* **Aim of the exercise**: Please copy every line of the data in which the string "coverage" appears.

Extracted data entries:
• • • •
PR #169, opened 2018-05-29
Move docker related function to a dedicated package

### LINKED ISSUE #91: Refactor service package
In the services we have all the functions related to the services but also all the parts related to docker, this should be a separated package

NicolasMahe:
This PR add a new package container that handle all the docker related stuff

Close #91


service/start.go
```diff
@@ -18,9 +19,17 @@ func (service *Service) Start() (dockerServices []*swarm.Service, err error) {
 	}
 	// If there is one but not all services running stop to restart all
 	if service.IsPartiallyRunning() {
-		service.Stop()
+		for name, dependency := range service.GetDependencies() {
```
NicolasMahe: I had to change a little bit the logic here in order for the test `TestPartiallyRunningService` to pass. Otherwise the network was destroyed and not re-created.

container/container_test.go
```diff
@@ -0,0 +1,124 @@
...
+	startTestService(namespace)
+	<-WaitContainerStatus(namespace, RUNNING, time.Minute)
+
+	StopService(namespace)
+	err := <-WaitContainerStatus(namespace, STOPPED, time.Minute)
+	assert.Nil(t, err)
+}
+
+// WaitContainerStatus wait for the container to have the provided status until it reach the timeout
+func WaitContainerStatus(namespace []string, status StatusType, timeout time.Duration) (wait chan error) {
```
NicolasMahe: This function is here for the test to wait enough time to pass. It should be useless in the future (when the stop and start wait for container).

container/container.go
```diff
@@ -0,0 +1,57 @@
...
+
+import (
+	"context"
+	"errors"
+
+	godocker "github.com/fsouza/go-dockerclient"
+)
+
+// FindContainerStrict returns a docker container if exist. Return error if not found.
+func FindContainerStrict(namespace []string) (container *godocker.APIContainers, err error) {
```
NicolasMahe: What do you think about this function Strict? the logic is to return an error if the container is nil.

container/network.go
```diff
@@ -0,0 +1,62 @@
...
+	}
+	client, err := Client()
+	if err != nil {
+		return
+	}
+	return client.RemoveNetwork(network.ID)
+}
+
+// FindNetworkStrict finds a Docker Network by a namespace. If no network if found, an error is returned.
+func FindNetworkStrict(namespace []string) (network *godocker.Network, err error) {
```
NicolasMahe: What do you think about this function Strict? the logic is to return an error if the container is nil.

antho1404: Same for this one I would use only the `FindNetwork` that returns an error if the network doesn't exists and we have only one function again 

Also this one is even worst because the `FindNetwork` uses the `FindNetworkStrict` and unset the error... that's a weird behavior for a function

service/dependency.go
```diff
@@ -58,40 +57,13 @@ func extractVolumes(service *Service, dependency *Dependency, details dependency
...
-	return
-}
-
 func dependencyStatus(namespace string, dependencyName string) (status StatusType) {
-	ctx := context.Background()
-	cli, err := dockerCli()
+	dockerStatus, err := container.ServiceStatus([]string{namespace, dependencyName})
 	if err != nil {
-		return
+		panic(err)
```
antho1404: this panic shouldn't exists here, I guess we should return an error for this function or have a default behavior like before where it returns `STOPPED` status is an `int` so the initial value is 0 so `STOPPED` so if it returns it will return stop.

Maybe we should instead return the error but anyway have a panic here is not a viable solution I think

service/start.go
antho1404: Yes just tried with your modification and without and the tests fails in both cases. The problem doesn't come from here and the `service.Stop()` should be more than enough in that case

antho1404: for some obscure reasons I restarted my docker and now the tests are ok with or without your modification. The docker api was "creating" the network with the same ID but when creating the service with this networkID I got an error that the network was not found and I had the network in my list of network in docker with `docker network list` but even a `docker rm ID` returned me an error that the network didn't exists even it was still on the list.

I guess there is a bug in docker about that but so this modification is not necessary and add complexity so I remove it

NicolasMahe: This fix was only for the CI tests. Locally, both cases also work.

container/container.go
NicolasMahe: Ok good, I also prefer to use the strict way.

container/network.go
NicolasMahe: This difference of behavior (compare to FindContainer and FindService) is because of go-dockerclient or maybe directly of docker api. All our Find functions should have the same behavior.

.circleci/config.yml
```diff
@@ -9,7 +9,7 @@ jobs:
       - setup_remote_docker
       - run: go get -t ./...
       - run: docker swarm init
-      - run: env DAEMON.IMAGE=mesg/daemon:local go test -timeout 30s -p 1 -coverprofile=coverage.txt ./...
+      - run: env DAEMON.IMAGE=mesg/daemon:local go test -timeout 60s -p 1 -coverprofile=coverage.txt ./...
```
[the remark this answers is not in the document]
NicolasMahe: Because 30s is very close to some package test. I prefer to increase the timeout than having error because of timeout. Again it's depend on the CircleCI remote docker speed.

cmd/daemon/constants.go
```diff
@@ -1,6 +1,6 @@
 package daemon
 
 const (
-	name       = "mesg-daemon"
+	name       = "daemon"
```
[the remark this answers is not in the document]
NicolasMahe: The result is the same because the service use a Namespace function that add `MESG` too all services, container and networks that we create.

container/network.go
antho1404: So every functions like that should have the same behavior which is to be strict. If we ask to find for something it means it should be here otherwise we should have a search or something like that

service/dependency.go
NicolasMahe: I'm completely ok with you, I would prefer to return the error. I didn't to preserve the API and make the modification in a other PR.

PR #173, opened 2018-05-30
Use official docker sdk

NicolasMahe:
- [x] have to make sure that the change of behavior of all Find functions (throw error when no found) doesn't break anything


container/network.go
• • • •
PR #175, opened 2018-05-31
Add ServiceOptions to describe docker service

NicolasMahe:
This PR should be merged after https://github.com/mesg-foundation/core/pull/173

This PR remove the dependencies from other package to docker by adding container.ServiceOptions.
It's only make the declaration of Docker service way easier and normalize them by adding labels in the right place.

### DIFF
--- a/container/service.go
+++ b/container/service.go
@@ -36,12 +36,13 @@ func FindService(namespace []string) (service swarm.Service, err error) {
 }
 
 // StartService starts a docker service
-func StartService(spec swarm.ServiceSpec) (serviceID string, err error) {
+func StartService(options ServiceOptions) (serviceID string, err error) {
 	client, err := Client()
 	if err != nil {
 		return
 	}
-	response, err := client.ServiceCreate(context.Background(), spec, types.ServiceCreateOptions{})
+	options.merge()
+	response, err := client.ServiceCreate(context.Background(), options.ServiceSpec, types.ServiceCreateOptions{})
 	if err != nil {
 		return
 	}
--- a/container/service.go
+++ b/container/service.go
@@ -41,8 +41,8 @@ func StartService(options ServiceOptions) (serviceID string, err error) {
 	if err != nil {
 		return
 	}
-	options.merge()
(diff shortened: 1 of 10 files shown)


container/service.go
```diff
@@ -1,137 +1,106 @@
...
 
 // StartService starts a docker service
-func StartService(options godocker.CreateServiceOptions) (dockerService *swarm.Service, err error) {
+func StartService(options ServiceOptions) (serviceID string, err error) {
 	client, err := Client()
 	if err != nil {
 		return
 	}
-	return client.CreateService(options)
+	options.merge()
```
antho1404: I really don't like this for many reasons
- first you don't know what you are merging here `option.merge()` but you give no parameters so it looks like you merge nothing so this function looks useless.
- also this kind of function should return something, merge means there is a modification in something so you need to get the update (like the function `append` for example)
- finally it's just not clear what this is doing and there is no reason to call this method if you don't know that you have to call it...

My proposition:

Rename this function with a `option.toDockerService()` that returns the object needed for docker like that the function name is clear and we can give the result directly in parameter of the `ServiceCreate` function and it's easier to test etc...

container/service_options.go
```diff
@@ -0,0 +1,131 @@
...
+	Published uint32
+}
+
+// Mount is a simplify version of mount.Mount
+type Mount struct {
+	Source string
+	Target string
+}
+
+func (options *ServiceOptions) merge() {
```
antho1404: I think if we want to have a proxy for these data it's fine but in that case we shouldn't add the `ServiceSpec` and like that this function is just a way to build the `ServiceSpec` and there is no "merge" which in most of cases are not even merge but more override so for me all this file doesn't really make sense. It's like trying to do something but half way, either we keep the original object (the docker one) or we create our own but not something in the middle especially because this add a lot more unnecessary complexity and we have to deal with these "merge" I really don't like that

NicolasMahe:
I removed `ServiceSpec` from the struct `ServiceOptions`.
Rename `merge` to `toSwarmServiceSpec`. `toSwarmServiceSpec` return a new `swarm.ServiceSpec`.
• • • •
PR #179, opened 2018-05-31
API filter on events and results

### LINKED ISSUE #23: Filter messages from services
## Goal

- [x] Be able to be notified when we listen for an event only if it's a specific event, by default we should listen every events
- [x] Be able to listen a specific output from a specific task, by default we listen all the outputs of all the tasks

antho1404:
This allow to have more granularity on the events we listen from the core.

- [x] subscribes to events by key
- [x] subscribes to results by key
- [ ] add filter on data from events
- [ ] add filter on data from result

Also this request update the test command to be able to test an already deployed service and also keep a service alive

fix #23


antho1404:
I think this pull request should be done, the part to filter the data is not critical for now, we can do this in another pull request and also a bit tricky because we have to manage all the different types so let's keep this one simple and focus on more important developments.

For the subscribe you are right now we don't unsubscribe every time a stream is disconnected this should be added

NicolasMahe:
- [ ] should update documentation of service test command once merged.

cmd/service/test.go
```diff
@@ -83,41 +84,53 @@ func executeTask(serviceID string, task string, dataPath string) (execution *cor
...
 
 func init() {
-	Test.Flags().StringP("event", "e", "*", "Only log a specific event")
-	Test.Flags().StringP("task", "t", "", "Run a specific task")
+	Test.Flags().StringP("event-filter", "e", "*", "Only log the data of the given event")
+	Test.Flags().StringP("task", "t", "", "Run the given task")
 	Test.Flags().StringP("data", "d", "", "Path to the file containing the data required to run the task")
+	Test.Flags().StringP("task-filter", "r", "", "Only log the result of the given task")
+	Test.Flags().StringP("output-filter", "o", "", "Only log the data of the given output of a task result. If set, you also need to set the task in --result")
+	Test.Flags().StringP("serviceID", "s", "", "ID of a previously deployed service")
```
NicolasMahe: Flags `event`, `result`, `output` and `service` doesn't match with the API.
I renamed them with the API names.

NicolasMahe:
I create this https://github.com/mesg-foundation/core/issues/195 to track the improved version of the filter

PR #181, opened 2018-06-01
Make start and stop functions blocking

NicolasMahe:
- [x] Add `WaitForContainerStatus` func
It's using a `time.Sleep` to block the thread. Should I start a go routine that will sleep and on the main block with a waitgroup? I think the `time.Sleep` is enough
• • • •
* **Worked solution**:
-      - run: env DAEMON.IMAGE=mesg/daemon:local go test -timeout 30s -p 1 -coverprofile=coverage.txt ./...
+      - run: env DAEMON.IMAGE=mesg/daemon:local go test -timeout 60s -p 1 -coverprofile=coverage.txt ./...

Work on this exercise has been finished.